- [TASK GOAL]: Copy exactly the lines of the records below, and only those lines, beginning with the line that contains "looks good to" and ending with the line that contains "We accept a".

>>>>

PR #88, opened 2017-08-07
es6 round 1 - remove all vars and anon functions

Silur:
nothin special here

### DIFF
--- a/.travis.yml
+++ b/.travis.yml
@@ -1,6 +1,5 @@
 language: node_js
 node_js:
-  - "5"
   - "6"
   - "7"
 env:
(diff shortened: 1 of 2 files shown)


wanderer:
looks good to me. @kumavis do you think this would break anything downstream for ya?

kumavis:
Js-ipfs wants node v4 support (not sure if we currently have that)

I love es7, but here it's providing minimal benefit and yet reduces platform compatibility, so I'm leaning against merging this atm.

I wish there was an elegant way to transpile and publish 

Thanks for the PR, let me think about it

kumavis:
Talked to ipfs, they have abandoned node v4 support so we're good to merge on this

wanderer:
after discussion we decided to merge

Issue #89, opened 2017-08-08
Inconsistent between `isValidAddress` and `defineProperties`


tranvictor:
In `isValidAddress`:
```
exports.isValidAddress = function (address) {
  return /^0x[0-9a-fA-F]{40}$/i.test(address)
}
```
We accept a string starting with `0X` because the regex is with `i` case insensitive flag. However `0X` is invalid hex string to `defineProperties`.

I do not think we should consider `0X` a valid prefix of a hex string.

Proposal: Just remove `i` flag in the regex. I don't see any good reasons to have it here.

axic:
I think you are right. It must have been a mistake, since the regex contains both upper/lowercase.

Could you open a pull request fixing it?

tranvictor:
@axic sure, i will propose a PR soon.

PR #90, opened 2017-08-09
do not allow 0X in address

<<<<

- [EXERCISE SOLUTION]:
looks good to me. @kumavis do you think this would break anything downstream for ya?

kumavis:
Js-ipfs wants node v4 support (not sure if we currently have that)

I love es7, but here it's providing minimal benefit and yet reduces platform compatibility, so I'm leaning against merging this atm.

I wish there was an elegant way to transpile and publish 

Thanks for the PR, let me think about it

kumavis:
Talked to ipfs, they have abandoned node v4 support so we're good to merge on this

wanderer:
after discussion we decided to merge

Issue #89, opened 2017-08-08
Inconsistent between `isValidAddress` and `defineProperties`


tranvictor:
In `isValidAddress`:
```
exports.isValidAddress = function (address) {
  return /^0x[0-9a-fA-F]{40}$/i.test(address)
}
```
We accept a string starting with `0X` because the regex is with `i` case insensitive flag. However `0X` is invalid hex string to `defineProperties`.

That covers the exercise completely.